When entering and exiting through ocean surf, choose your locations carefully. As a general rule, incoming waves break when the depth of the water equals the height of the wave. Use this to help determine how quickly the bottom contour drops off. (For more information, see “The Amphibious Assault: Shore Diving Basics,” Dive Training, May 2003.)

When the waves are small and the bottom gently sloping, it may be easier to walk into waist-deep water before donning your fins. When waves break close to shore, it often is best to don your fins at water’s edge and shuffle in.
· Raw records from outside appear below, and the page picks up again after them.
PR #2224, opened 2025-06-02
Support manuall update of serial publication

truhacevkir:
Adding support for updating serial publications in ManuallyUpdatePublicationHandler.
Will use it to fix all serial publications that redirect in test.

### DIFF
--- a/publication-event-handlers/src/main/java/no/unit/nva/publication/events/handlers/batch/ManuallyUpdatePublicationUtil.java
+++ b/publication-event-handlers/src/main/java/no/unit/nva/publication/events/handlers/batch/ManuallyUpdatePublicationUtil.java
@@ -34,8 +34,20 @@ public final class ManuallyUpdatePublicationUtil {
 
     private void updateSeriesOrJournal(List<Resource> resources, ManuallyUpdatePublicationsRequest request) {
         resources.stream()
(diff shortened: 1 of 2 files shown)


publication-event-handlers/src/main/java/no/unit/nva/publication/events/handlers/batch/ManuallyUpdatePublicationUtil.java
```diff
@@ -25,10 +27,33 @@ public static ManuallyUpdatePublicationUtil create(ResourceService resourceServi
...
             case PUBLISHER -> updatePublisher(resources, request);
+            case SERIAL_PUBLICATION -> updateSeriesOrJournal(resources, request);
             case LICENSE -> updateLicense(resources, request);
         }
     }
 
+    private void updateSeriesOrJournal(List<Resource> resources, ManuallyUpdatePublicationsRequest request) {
+        resources.stream()
+            .map(resource -> updateSeriesOrJournal(resource, request.oldValue(), request.newValue()))
+            .forEach(resource -> resourceService.updateResource(resource, UserInstance.fromPublication(resource.toPublication())));
```
torbjokv, line 38: maybe do a check where you only update changed resources?

torbjokv (approved):
See suggestions, otherwise good :-)

PR #2225, opened 2025-06-03
fixing refresh method

truhacevkir:
Updating refresh resource method. This method has been using resourceService.updatePublication() method which got hasEffectiveChanges() check. So recovery batch scan has never updated database entries for resources since then.


brinxmat (approved):
Linter on ResourceServiceTest and merge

Choose the location and technique that result in the easiest and safest entry.

Entering through heavy surf (photo 4) can be dangerous, especially for inexperienced divers, and should be avoided. However, before aborting a dive because of water conditions, investigate alternatives. Search for a nearby sheltered inlet or cove with calmer water.

Before finalizing your entry location, decide upon an appropriate exit point. When diving inland bodies of water like lakes, quarries and springs, you frequently are able to enter and exit at the same location, but when currents are present you may end up entering in one location and exiting in another.

When currents are minimal to weak, you may be able to dive into the current during the first leg of the dive and float back for the return leg. This allows you to enter and exit at the same location. However, you then face the danger of overshooting the planned exit location and being carried farther downcurrent, where you’ll have to swim against the current to get back.

When currents are strong, divers often plan the dive to drift with the current — entering at one location and exiting at another farther downcurrent. When shore diving where current is present, always identify an alternative exit location farther downcurrent from where you plan to exit, in case you overshoot the primary exit point.

When diving in the ocean, always be aware of the phase of the tide — incoming, outgoing or slack. Tidal movement can drastically change the look of your entry/exit location between the times you enter and exit the water. A narrow beach flanked by rocky cliffs is a good example. Incoming tide could cover the sandy beach where you entered, leaving you an impossible exit over a rocky facade. Before finalizing your entry and exit locations, consider the effects of tidal movement.

Bottom contour has a significant effect on where you enter and exit the water when diving from shore. A sand or pebble bottom that continues beyond chest-deep water is safest and easiest. A mud bottom leaves goo on your fins and booties, and often provides unsure footing, making it easy to fall while entering or exiting. A silt bottom is easily stirred up, decreasing visibility to zero.

A bottom contour consisting of larger rocks requires caution because of unstable footing and the potential for turning an ankle or getting fins caught beneath larger rocks. And avoid entering or exiting in areas where the bottom is strewn with hazardous debris.

Look for locations that allow an easy walking entry and exit — a gently sloping beach or grassy shoreline — and easy access to the parking area or your base camp. (For more information about base camps, see “Shore Diving Made Simple: How to Set Up a Base Camp,” Scuba Skills, Dive Training, May 2003.)

Whenever possible, avoid steep, slippery terrain and climbing over rocks. Algae-covered rocks can be very slippery and dangerous, especially when you are wearing scuba gear (photo 5).

The fun and safety of your dive is affected by the locations you choose for getting into and out of the water, especially when diving from shore. Consider boat traffic, wave action, bottom contour and the shoreline, and anticipate changes in tidal flow before making your decision. Rank safety ahead of ease and convenience, and you’ll get in and out without a hitch.